» Data in this exercise

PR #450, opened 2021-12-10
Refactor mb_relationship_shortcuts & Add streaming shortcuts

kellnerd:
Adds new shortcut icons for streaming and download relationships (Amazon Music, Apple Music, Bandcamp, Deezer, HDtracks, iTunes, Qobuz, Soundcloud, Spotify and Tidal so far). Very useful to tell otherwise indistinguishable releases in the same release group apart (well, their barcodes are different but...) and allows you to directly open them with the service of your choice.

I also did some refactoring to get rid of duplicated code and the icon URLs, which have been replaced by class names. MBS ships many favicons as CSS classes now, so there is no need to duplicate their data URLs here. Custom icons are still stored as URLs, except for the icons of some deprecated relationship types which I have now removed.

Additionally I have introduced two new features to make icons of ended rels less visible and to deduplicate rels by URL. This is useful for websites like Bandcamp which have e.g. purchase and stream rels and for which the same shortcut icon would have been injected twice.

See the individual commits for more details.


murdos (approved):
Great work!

==

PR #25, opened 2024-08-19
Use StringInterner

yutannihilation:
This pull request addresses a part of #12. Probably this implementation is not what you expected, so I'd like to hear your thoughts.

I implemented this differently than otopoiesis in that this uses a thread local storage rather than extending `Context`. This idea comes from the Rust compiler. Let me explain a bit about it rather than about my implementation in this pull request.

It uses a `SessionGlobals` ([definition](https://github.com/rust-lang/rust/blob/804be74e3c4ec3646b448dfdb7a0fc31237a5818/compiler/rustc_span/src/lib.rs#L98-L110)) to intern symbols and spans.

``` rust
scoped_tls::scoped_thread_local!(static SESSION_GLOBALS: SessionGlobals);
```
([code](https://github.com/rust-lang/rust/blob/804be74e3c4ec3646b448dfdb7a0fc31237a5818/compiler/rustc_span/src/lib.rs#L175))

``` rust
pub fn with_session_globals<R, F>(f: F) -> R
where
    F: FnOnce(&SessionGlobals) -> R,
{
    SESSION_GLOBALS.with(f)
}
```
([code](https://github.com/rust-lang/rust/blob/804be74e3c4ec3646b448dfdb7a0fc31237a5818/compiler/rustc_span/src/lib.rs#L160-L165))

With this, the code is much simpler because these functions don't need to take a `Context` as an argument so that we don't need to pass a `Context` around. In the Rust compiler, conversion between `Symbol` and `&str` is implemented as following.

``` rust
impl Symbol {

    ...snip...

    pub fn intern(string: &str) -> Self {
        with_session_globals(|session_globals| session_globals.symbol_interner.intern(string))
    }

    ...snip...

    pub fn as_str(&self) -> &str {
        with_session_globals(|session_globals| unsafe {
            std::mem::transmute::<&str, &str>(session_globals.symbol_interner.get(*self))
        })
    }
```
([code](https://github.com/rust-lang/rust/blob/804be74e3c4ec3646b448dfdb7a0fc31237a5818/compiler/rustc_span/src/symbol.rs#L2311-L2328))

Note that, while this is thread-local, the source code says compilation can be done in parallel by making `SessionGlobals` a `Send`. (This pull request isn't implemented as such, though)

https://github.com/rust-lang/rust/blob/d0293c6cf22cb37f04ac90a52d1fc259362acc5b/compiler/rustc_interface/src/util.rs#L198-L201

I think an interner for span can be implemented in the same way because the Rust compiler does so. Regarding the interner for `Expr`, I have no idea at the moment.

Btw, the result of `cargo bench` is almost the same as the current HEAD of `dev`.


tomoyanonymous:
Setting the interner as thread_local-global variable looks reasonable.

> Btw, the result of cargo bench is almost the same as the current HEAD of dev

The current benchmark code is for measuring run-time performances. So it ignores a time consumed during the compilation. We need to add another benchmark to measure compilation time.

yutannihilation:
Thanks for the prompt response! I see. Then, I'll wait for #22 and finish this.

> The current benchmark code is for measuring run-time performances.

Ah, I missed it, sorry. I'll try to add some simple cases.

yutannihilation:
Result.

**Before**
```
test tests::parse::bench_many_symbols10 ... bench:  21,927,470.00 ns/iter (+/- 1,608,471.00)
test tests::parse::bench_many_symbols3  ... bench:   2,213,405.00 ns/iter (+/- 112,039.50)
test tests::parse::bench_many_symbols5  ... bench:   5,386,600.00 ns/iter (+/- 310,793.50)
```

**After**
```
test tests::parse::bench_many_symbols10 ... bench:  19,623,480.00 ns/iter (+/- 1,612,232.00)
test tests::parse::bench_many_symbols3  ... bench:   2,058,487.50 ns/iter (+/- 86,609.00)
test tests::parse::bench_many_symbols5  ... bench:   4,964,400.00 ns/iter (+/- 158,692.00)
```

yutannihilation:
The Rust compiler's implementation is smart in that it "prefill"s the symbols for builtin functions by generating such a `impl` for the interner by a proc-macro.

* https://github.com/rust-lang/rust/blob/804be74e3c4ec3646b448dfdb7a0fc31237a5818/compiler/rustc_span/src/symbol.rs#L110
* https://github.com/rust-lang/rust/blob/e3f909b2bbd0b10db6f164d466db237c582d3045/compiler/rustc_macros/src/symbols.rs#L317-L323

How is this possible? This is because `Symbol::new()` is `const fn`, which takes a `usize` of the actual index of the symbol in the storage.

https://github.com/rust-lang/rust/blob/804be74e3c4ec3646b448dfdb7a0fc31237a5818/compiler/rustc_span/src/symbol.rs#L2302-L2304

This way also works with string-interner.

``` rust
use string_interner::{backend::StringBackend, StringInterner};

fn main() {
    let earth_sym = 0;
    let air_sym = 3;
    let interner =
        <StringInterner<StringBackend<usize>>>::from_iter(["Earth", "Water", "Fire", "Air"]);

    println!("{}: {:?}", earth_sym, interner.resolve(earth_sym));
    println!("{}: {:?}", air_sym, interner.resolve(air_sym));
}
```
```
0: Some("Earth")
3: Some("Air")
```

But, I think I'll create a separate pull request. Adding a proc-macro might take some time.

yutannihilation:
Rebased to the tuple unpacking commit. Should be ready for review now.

» Task objective
Look through the entries above for the word "request". Copy every line where it shows up.

» Reply to the task
This pull request addresses a part of #12. Probably this implementation is not what you expected, so I'd like to hear your thoughts.
I implemented this differently than otopoiesis in that this uses a thread local storage rather than extending `Context`. This idea comes from the Rust compiler. Let me explain a bit about it rather than about my implementation in this pull request.
Note that, while this is thread-local, the source code says compilation can be done in parallel by making `SessionGlobals` a `Send`. (This pull request isn't implemented as such, though)
But, I think I'll create a separate pull request. Adding a proc-macro might take some time.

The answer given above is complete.